Миссис Дэнгл. Вы просто смешны! Да все директора театров и мало-мальски приличные писатели просто издеваются над вашими претензиями. Их критик публика, без ее одобрения ни одна пьеса не удержится на сцене. А если зал аплодирует, зрители только смеются над вашими нападками и от души забавляются их злобой, потому что чем-чем, а остроумием они не блещут.

Дэнгл. Очень хорошо, миссис Дэнгл, прекрасно.

Входит слуга.

Слуга. Мистер Снир, сэр.

Дэнгл. Просите мистера Снира.

Слуга уходит.

Черт его побери! Теперь придется изображать из себя нежных, любящих супругов, иначе этот Снир протащит нас в каком-нибудь своем фельетоне.

Миссис Дэнгл. И очень буду рада! Только вряд ли ему удастся изобразить вас смешнее, чем вы есть.

Дэнгл. Вы способны довести человека до...

Входит Снир.

А, дорогой Снир, очень рад вас видеть. Миссис Дэнгл, дорогая, мистер Снир.

Миссис Дэнгл. Здравствуйте, сэр.

Дэнгл. Мы тут с миссис Дэнгл развлекаемся, читаем газеты. А скажите, Снир, вы собираетесь в Дрюри-Лейн на первое представление трагедии Пуфа?

Снир.
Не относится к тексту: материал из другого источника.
PR #7842, opened 2022-05-31
Make search filters stick when changing the search term

SudharakaP:
Resolve https://github.com/opencollective/opencollective/issues/5602

https://user-images.githubusercontent.com/12435965/171211157-c7040a7a-8aeb-4fd9-a845-959c3948f79b.mp4

### DIFF
--- a/pages/search.js
+++ b/pages/search.js
@@ -229,7 +229,12 @@ class SearchPage extends React.Component {
     const { router } = this.props;
     const { q } = form;
 
-    const query = { q: q.value, type: router.query.type };
+    const query = {
+      q: q.value,
+      type: router.query.type,
+      country: router.query.country,
+      sortBy: q.value === '' && router.query.sortBy === 'RANK' ? 'ACTIVITY' : router.query.sortBy,
+    };
     router.push({ pathname: router.pathname, query: pickBy(query, value => !isNil(value)) });
   };
 


Betree (approved):
Good & simple fix!

Not coming from this PR, but 2 things bugged me with the "No result" state:

1. Why do we hide the sort here?
Peek 2022-06-03 08-44

2. Margin here seems very small
image

SudharakaP:
> Good & simple fix!
> 
> Not coming from this PR, but 2 things bugged me with the "No result" state:
> 
>     1. Why do we hide the sort here?

The sort filter is hidden as there's no point of showing it in the empty results page. If we show it, the user can just change the sort filter, but nothing changes. The results is still empty; the country filter is shown because the user changed the country filter. We don't want to clear something that the user already changed. But of course if they didn't change it (selected all countries) then it will be hidden too. 

https://user-images.githubusercontent.com/12435965/172074985-ae0df90d-fa8a-4da1-ad4a-3694902ba1eb.mp4


>     2. Margin here seems very small
>        image

I have opened a new PR for this at, https://github.com/opencollective/opencollective-frontend/pull/7864

Betree:
> > Good & simple fix!
> > Not coming from this PR, but 2 things bugged me with the "No result" state:
> > ```
> > 1. Why do we hide the sort here?
> > ```
> 
> The sort filter is hidden as there's no point of showing it in the empty results page. If we show it, the user can just change the sort filter, but nothing changes. The results is still empty; the country filter is shown because the user changed the country filter. We don't want to clear something that the user already changed. But of course if they didn't change it (selected all countries) then it will be hidden too.

Doesn't sound like an issue to me. As a user, if the search results are empty, I think it's quite intuitive that changes in the sort won't affect the results. And why do we keep showing the country filter then? (as per https://github.com/opencollective/opencollective-frontend/pull/7842#pullrequestreview-994509190)? If there's nothing selected initially, changing that filter won't bring any new results either.

To be clarified with design, I just tested a few interfaces and they don't remove the filters when the search results are empty.

SudharakaP:
> Doesn't sound like an issue to me. As a user, if the search results are empty, I think it's quite intuitive that changes in the sort won't affect the results. And why do we keep showing the country filter then? (as per [#7842 (review)](https://github.com/opencollective/opencollective-frontend/pull/7842#pullrequestreview-994509190))? If there's nothing selected initially, changing that filter won't bring any new results either.
> 
> To be clarified with design, I just tested a few interfaces and they don't remove the filters when the search results are empty.

Great. Makes sense, I've created a PR to show the filters regardless of the search results; https://github.com/opencollective/opencollective-frontend/pull/7873.

PR #7851, opened 2022-06-02
Change Remaining `/discover` links to `/search`

SudharakaP:
Resolve https://github.com/opencollective/opencollective/issues/5597

https://user-images.githubusercontent.com/12435965/171559206-ce766986-cc98-440a-8b78-af4baf8b0a67.mp4

### DIFF
--- a/components/ProfileMenuMemberships.js
+++ b/components/ProfileMenuMemberships.js
@@ -244,7 +244,7 @@ const ProfileMenuMemberships = ({ user }) => {
         })}
       {hasNoMemberships && (
         <P textAlign="center" mb={2}>
-          <StyledLink as={Link} href="/discover" color="blue.900">
+          <StyledLink as={Link} href="/search" color="blue.900">
             <FormattedMessage defaultMessage="Discover Collectives to Support" />
           </StyledLink>
         </P>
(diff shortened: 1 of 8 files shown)


Betree:
> Can we have an alias and keep maintaining the /discover route ?
> 
> It's just not a good practice to 404 URLs that are existing for a long time.

@znarf https://opencollective.com/discover redirects to https://opencollective.com/search already

Betree (approved):

znarf:
@Betree Where was the redirect implemented? In code here or at cloudflare?

znarf (approved):
No blocker for me.

Betree:
> @Betree Where was the redirect implemented? In code here or at cloudflare?

In https://github.com/opencollective/opencollective-frontend/blob/6b3148f63e62fa926be618bb9804b14c6c6bd400/next.config.js#L198

znarf:
@SudharakaP that was not deployed

znarf:
@Betree thank you, too bad that doesn't work on the client side.

SudharakaP:
> @SudharakaP that was not deployed

Ops, sorry. Seems I missed this today. I see that you've deployed it to staging; I checked each page that the url was changed and it's working correctly; so all good. Thanks.

PR #7854, opened 2022-06-02
Add accessibility enhancements for menu items in TopBarV2

SudharakaP:
Resolve https://github.com/opencollective/opencollective/issues/5609#issuecomment-1144836043

https://user-images.githubusercontent.com/12435965/171728891-f0414c32-36c7-4863-b022-ccb129f42ddf.mp4


Betree (commented):
That's better! Did you try using `components/StyledDropdown.js`, as done on the collective page? The component seems meant for handling this kind of behavior

Betree:
The main problem with `StyledDropdown` is that it's not using react-popper, so it has no clever positioning.

Maybe we can mimic the behavior of this component into `components/PopupMenu.js`. Let me know if you prefer to have me look at these accessibility issues.

SudharakaP:
> That's better! Did you try using `components/StyledDropdown.js`, as done on the collective page? The component seems meant for handling this kind of behavior

> The main problem with `StyledDropdown` is that it's not using react-popper, so it has no clever positioning.
> 
> Maybe we can mimic the behavior of this component into `components/PopupMenu.js`. Let me know if you prefer to have me look at these accessibility issues.

Yes I was thinking about using this (the `StyledDropdown.js`) in the beginning as it would be easier; but I didn't like the styling aspect of it (plus of couse the positioning of it); like for example it has this little pointer and stuff which somehow didn't looked nice to me. 😝 

image

Anyways, I pushed a commit modifying the `PopupMenu.js` adding support to multiple events, so that it could mimic the accessibility similar to `StyledDropdown.js`. Let me know what you think. Here's a screen-cast of that with going through the menus with the keyboard. 🙂 

https://user-images.githubusercontent.com/12435965/172260127-c93084c3-75ea-4d50-af55-2710ef23d6a3.mp4

Betree (approved):
Great job, it works super well! I tested a few other places where we use `PopupMenu` (expense "more actions", period filter) and spotted no regression.

Betree:
> > Great job, it works super well! I tested a few other places where we use `PopupMenu` (expense "more actions", period filter) and spotted no regression.
> 
> @Betree : I spent some time on this one so glad to hear it works well. smile
> 
> You think we should keep `StyledDropdown.js` ? My thinking is that if we should deprecate all places that uses `StyledDropdown.js` and only use one style of popups; using `PopupMenu.js`. If this is in agreement, I'll open a new issue to migrate existing code. thinking

Yep, seems like they're both serving the same purpose. I'm not sure which one of the two has the most appropriate name, but they're definitely duplicating the same functionality.

PR #7855, opened 2022-06-02
Make the nav bar logo more responsive on different screen sizes

SudharakaP:
Resolve https://github.com/opencollective/opencollective/issues/5612

It was brought to attention that the TopBarV2 logo when making the screen smaller behaves a bit weird. Currently the the logo is resized and subsequently hidden as shown in the below screen-cast. 

https://user-images.githubusercontent.com/12435965/171747197-0cd10152-d489-415c-b792-3791c4ffb4c9.mp4

Ideally we should not make the logo smaller like this but rather hide the logo depending on the screen size. This PR corrects this behavior. The screen-cast below shows the newly update logo;

https://user-images.githubusercontent.com/12435965/171747404-13333c41-33b8-4e7a-85b2-ae7e44010c4b.mp4

cc: @Memo-Es

### DIFF
--- a/components/TopBarV2.js
+++ b/components/TopBarV2.js
@@ -56,12 +56,6 @@ const NavItem = styled(StyledLink)`
   }
 `;
 
-const LogoContainer = styled(Container)`
-  @media (min-width: 641px) and (max-width: 710px) {
-    display: none;
-  }
-`;
-
 const TopBarV2 = ({ showSearch, menuItems }) => {
   const [showMobileMenu, setShowMobileMenu] = useState(false);
   const ref = useRef();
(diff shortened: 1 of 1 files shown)


Betree (approved):
To me, this view without a logo looks super strange, on which website am I? The fact that we're hiding it only on a range of 70px makes me think that this is a hack rather than a carefully designed choice.

I'm good to merge if it solves the immediate issue, but I think we should iterate with design to come up with something better.

image

Betree:
Example of alternative solution: break into this view one step earlier

image

SudharakaP:
> To me, this view without a logo looks super strange, on which website am I? The fact that we're hiding it only on a range of 70px makes me think that this is a hack rather than a carefully designed choice.
> 
> I'm good to merge if it solves the immediate issue, but I think we should iterate with design to come up with something better.

> Example of alternative solution: break into this view one step earlier

@Betree : I agree and this is much better, and I've changed the code so that the logo is always shown. I hope this is okay with @opencollective/design ? Let me know what you think. Thanks. 🙂

SudharakaP:
We have confirmation from design on this, so I will be merging this. 👍🏽

PR #7861, opened 2022-06-03
Remove `REFUNDED` and `COMPLETED` from `lib/constants/expense-status.js`

SudharakaP:
Resolve https://github.com/opencollective/opencollective/issues/5582

image


components/transactions/TransactionItem.js
```diff
@@ -108,7 +108,7 @@ const getExpenseStatusTag = (expense, isRefund, isRefunded) => {
   if (isRefunded) {
     expenseStatusLabel = expenseStatus.REFUNDED;
```
Betree, line 109: Isn't this now `undefined`?

Betree: Can you double-check and test?

image

image

SudharakaP: @Betree : Ops, I am so sorry, I somehow got confused here, yes you are right, there's an error on using a non-existent constant here. I've corrected it. 👍🏽

Betree (approved):
Looks good!

PR #7862, opened 2022-06-03
Added inviter and date in the member invitation card (#5600)

Appsens:
Resolve [ #5600](https://github.com/opencollective/opencollective/issues/5600)

API: https://github.com/opencollective/opencollective-api/pull/7615

# Description

Added a message with the inviter and date in the member invitation card.

# Screenshots

image


pages/member-invitations.js
```diff
@@ -16,6 +16,9 @@ const memberInvitationsPageQuery = gqlV2`
   query MemberInvitationsPage($memberAccount: AccountReferenceInput!) {
     memberInvitations(memberAccount: $memberAccount) {
       id
+      inviter {
```
znarf, line 19: @Betree according to your latest message, we should add `id` there.

Betree (approved):
Looks great!

pages/member-invitations.js
Appsens: Added id, slug and type.

Betree (commented):
There seem to be many unrelated changes [in the diff](https://github.com/opencollective/opencollective-frontend/pull/7862/files), can we rebase the PR to make things clearer?

PR #7867, opened 2022-06-06
Sync filter button atom states with design

SudharakaP:
Resolve https://github.com/opencollective/opencollective/issues/5621

Related to the Figma filter button atom state changes; https://www.figma.com/file/N4Xbl652BhzOutXmzhcrLGch/%5BDS%5D-02-Atoms-%E2%9A%9B%EF%B8%8F?node-id=3842%3A222#178436827

cc: @Memo


Memo-Es:
@SudharakaP 
I see the active state like this
Screen Shot on 2022-06-06 at 19-18-00

And it should look like this
Screen Shot on 2022-06-06 at 19-19-20

Memo-Es:
Another thing I want to bring up not for this component only but with something I see a lot in buttons, filter, and dropdowns is that I think we should leave the focus state (The one with the dark outline) for keyboard navigation only. @Betree do you have any thoughts on this?

Betree:
> Another thing I want to bring up not for this component only but with something I see a lot in buttons, filter, and dropdowns is that I think we should leave the focus state (The one with the dark outline) for keyboard navigation only. @Betree do you have any thoughts on this?

It's simpler & probably certainly for accessibility to stay as close as possible to the standards.

SudharakaP:
> @SudharakaP I see the active state like this Screen Shot on 2022-06-06 at 19-18-00
> 
> And it should look like this Screen Shot on 2022-06-06 at 19-19-20

Thanks for pointing it out. I've corrected it....

image

znarf (approved):
Ok for me. Let's merge.

PR #7868, opened 2022-06-07
Enforce CSP in E2e

Betree:


Betree:
Documented the issue in https://github.com/opencollective/opencollective/issues/5624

Собираюсь, да только не знаю, удастся ли попасть. Вы же знаете, на первое представление дирекция обычно набивает зал клакерами, чтобы провести спектакль с шумным успехом. Но вот что, Дэнгл, я принес вам две пьесы, и уж как хотите, а одну из них вы во что бы то ни стало должны протолкнуть на сцену. Она принадлежит перу очень знатной и влиятельной особы.

Дэнгл. Вот когда начинаются мои мучения!

Снир. Ну что вы, можно только радоваться за вас. Теперь-то вы и обретете истинное счастье. Ах, дорогой Дэнгл, вы даже не представляете себе, какое удовольствие смотреть на ваши добровольные мученья и самоотверженные хлопоты по чужим делам.

Дэнгл. Да-да, хлопот не оберешься, но... сказать по правде, в этом есть как-никак своя прелесть. Знаете ли, иной раз с самого утра, за завтраком меня осаждают десять, двадцать человек, которых я сроду в глаза не видал и, признаться, не желал бы увидеть у себя в доме.

Снир. Какое наслаждение!

Дэнгл. А сколько писем мне приходится читать. Горы писем! Полсотни по крайней мере на неделе. И ни в одном из них ни единого слова о том, что меня самого касается.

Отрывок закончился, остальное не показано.